• [DATA FOR ANALYSIS]:
%%
PR #1481, opened 2025-03-04
web3privacynow short URL

efstajas:
Adds a crude way of setting up short URLs for campaigns, before we move to a dynamic ENS-based approach.

Configures first redirect for web3privacynow campaign.

### DIFF
--- a/src/routes/(pages)/[path]/+page.ts
+++ b/src/routes/(pages)/[path]/+page.ts
@@ -1,0 +1,17 @@
+import { redirect } from '@sveltejs/kit';
+import type { PageLoad } from './$types';
+
+// Manually hardcoded short URL redirects for campaigns.
+// We want to move to a dynamic ENS-based solution long-term
+const SHORT_URLS: Record<string, string> = {
+  privacyproof24:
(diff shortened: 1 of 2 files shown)


src/routes/(pages)/[path]/+page.ts
```diff
@@ -0,0 +1,17 @@
...
+  privacyproof24:
+    'https://optimism.drips.network/app/drip-lists/46441013481627019632859175771245733399752255312769848791334977723541',
+};
+
+export const load: PageLoad = ({ params }) => {
+  if (params.path in SHORT_URLS) {
+    return redirect(301, SHORT_URLS[params.path]);
+  }
+
+  redirect(308, `/app/${params.path}`);
```
Comment (jtourkos) [inline src/routes/(pages)/[path]/+page.ts:16]: Not important, but for consistency I'd `return` here, also.

jtourkos (approved):

src/routes/(pages)/[path]/+page.ts
Comment (efstajas) [reply src/routes/(pages)/[path]/+page.ts:16]: yeah shouldn't matter. need to return above only so that the function stops. since this is the last statement it's ok 🤷

PR #1486, opened 2025-03-06
Clearly state settlement info when making donations

### LINKED ISSUE #1377: Clearly state the monthly settlement situation in the donation flows
Clearly state the monthly settlement situation in the donation flows (one-time and continuous).

we already have this pattern of those cards at the bottom on the review screen that say what happens after the transaction.

Should prob just add that to the donation flows

### For instant donations
**Project**
Image

**Drip List**
Image

### For continuous donations

**Project**
Not possible to continuously donate to a project

**Drip List**
Image

efstajas:
Component-izes the "whats next" sections across different flows and adds one to OTD and CD flows, clearly stating the settlement situation for the current network.

### Continuous donation to Drip List
image

### One-time donation to Drip List
image

### One-time donation to Project
image

Resolves #1377


src/lib/flows/claim-project-flow/steps/review/review.svelte
```diff
@@ -41,6 +40,9 @@
   import network from '$lib/stores/wallet/network';
   import { mapSplitsFromListEditorData } from '$lib/components/splits/utils';
   import sanitize from 'sanitize-html';
+  import WhatsNextSection from '$lib/components/whats-next/whats-next-section.svelte';
+  import WhatsNextCard from '$lib/components/whats-next/whats-next-card.svelte';
+  import WhatsNextItem from '$lib/components/whats-next/whats-next-item.svelte';
```
mhgbrown, line 45: Nice componentization!

src/lib/flows/create-donation/input-details.svelte
```diff
@@ -82,7 +96,7 @@
     createDonation(
       dispatch,
       recipientAccountId,
-      $context.selectedTokenAddress?.[0] ?? unreachable(),
+      selectedTokenAddress ?? unreachable(),
```
mhgbrown, line 99: Just want to point out that this is kind of similar to `shouldNeverHappen()` (or whatever it was called) in that it doesn't provide much help if it is indeed unreachable.

src/lib/flows/create-donation/input-details.svelte
```diff
@@ -115,9 +129,46 @@
     bind:amount
     bind:selectedTokenAllowance
   />
+
+  {#if amount && selectedToken}
```
mhgbrown, line 133: I know this isn't the case yet and a question for later but: if and how does this change for ecosystems? Is there anything special or is it basically like a drip list?

mhgbrown (approved):
Looking goody. Just some random comments and questions

src/lib/flows/create-donation/input-details.svelte
efstajas: true. it's somewhat different here in that we only use it on this repo if the value in question must be defined for this code to even be executed, which is what's the case here (createDonation called by confirm in wallet button which is disabled unless selectedTokenAddress is defined). But it's still a possible pitfall. Don't think it should be fixed in this PR but we could consider making the error message mandatory same way we're planning to on other repos

src/lib/flows/create-donation/input-details.svelte
efstajas: this should just work for ecosystems, since yeah, it's just an NFT Driver ID.

PR #1491, opened 2025-03-13
automatically refresh supporters section after OTD

efstajas:
Makes it so that one-time donations immediately appear on a drip list / project page after being sent, no need to manually refresh

### DIFF
--- a/src/lib/flows/create-donation/methods/create-donation.ts
+++ b/src/lib/flows/create-donation/methods/create-donation.ts
@@ -8,10 +8,78 @@ import type { OxString } from '$lib/utils/sdk/sdk-types';
 import { populateErc20WriteTx } from '$lib/utils/sdk/erc20/erc20';
 import { populateAddressDriverWriteTx } from '$lib/utils/sdk/address-driver/address-driver';
 import network from '$lib/stores/wallet/network';
+import expect from '$lib/utils/expect';
+import query from '$lib/graphql/dripsQL';
+import { gql } from 'graphql-request';
+import filterCurrentChainData from '$lib/utils/filter-current-chain-data';
+import { invalidateAll } from '$lib/stores/fetched-data-cache/invalidate';
+import type {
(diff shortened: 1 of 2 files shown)


src/lib/flows/create-donation/methods/create-donation.ts
```diff
@@ -8,10 +8,78 @@ import type { OxString } from '$lib/utils/sdk/sdk-types';
...
+          date
+        }
+      }
+    }
+  }
+`;
+
+function checkDonation(
+  ownAccountId: string,
+  supportAccountId: string,
```
jtourkos, line 72: Since we have it I'd type it as `AccountId` (which is a `string` ofc).

src/lib/flows/create-donation/methods/create-donation.ts
```diff
@@ -8,10 +8,78 @@ import type { OxString } from '$lib/utils/sdk/sdk-types';
...
+  supportDate: number,
+  blockTimestamp: number,
+) {
+  return ownAccountId === supportAccountId && supportDate / 1000 === blockTimestamp;
+}
 
 export default function (
   dispatch: ReturnType<typeof createEventDispatcher<StepComponentEvents>>,
   recipientAccountId: string,
+  recipientType: 'AddressDriverAccount' | 'Project' | 'NftDriverAccount',
```
jtourkos, line 82: Why not just `Address` since we are not using the "driver names"?

src/lib/flows/create-donation/methods/create-donation.ts
```diff
@@ -68,28 +137,69 @@ export default function (
...
+                30000,
+                1000,
+              );
+              break;
+            }
+          }
+
+          await invalidateAll();
+        } catch {
+          return;
```
jtourkos, line 201: Should we log something here?

jtourkos (approved):
LGTM! Left some minor suggestions.

PR #1492, opened 2025-03-14
Support ens resolution on chains other than mainnet

efstajas:
Adds safe resolution of ENS names (and ens name display of addresses) on chains other than Eth Mainnet.

```
Address -> Name
- just look up mainnet

Name -> Address
- also just lookup on mainnet, however:
- check if an explicit address for the chain in question is configured on the ENS record, use that if yes
- if no:
  - check if address it resolves to on mainnet is a contract 
    - if yes, don't resolve
    - if no, resolve to the address specified on mainnet, but display a warning about it
```


src/lib/stores/ens/ens.ts
```diff
@@ -0,0 +1,64 @@
...
+  mainnetProvider: AbstractProvider,
+  chainId: number,
+  name: string,
+) {
+  if (chainId === 1) {
+    return await mainnetProvider.resolveName(name);
+  }
+
+  const address = await mainnetProvider.resolveName(name);
+  if (!address) return undefined;
```
mhgbrown, line 40: Just out of curiosity, why do we returned undefined in one case and the straight return value in another?

mhgbrown (approved):
lgtm with a question

src/lib/stores/ens/ens.ts
efstajas: You're right this doesn't make any sense. Fixing Monday

Issue #1439, opened 2025-02-03
Introduce proper error handling within `transact-step` before


efstajas:
Currently, when an error occurs during a transact step's `before` function, it is uncaught and the UI keeps displaying the "Preparing" spinner. This means that if an error occurs in this step, 1) the user is not aware of the error, and 2) the UI is locked and just keeps looking as if it's still doing something. The user will think the process just takes a while and it wastes their time 👎 

To fix, refactor `stepper` to have generic error handling. It currently can already handle errors from `Await` steps by having the `AwaitResult` function return an error, and then letting the user retry via `handleAwaitErrorRetry`. Instead, there should be a generic `Error` event that can be passed from steps to the stepper, and is handled there by transitioning to the Error step. Both `Await` and `Transact` steps then must be refactored to emit those generic `Error` events on error. The `Error` step must be refactored to emit a generic `Retry` event when the user clicks "Try again".

PR #1501, opened 2025-03-27
fix: #1439

efstajas:
Triggers an `await-error-step` if the `before` fn on a `transact` step fails. This allows the user to see the error and retry. Before this, it would simply stay on this step loading forever without any indication of an error.


mhgbrown (approved):
Looks good. I haven't tried it out though

jtourkos (approved):

PR #1504, opened 2025-03-28
fix: #1380

### LINKED ISSUE #1380: Stop returning 404 for deleted GH repos
From @efstajas:

> i suppose if we were to stop returning 404 for those (claimed projects that had their repo deleted afterwards), the owners of those orphan projects could just hide them
like, render the actual project page but with a warning banner that says "the repo for this has been deleted on github", but the owner can still edit the project, including hiding it

efstajas:
resolves #1380

### DIFF
--- a/src/lib/components/stepper/components/transact-step.svelte
+++ b/src/lib/components/stepper/components/transact-step.svelte
@@ -94,9 +94,7 @@
   let error: Error | undefined;
   let transactionsTimeline: TransactionTimelineItem[] = [];
 
-  onMount(async () => {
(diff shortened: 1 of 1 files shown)


jtourkos (commented):
Should we somehow show that the project "doesn't exist" at the Drip List level as well?

efstajas:
@jtourkos it'll be hard bc we'd need to make a query to GH for every entry on a list you're viewing. so i think ideally yeah but we can't and it's not a deal-breaker.

PR #1536, opened 2025-05-06
disable redis during build

efstajas:
Disables redis entirely during build time, finally allowing for using private / internal networking on app instances. This should result in a nice performance boost.


jtourkos (approved):
👍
%%
• [WORK REQUEST]:
Which lines of the data include "move"? Copy each of them.

• [RESULT OF THIS TASK]:
Adds a crude way of setting up short URLs for campaigns, before we move to a dynamic ENS-based approach.
+// We want to move to a dynamic ENS-based solution long-term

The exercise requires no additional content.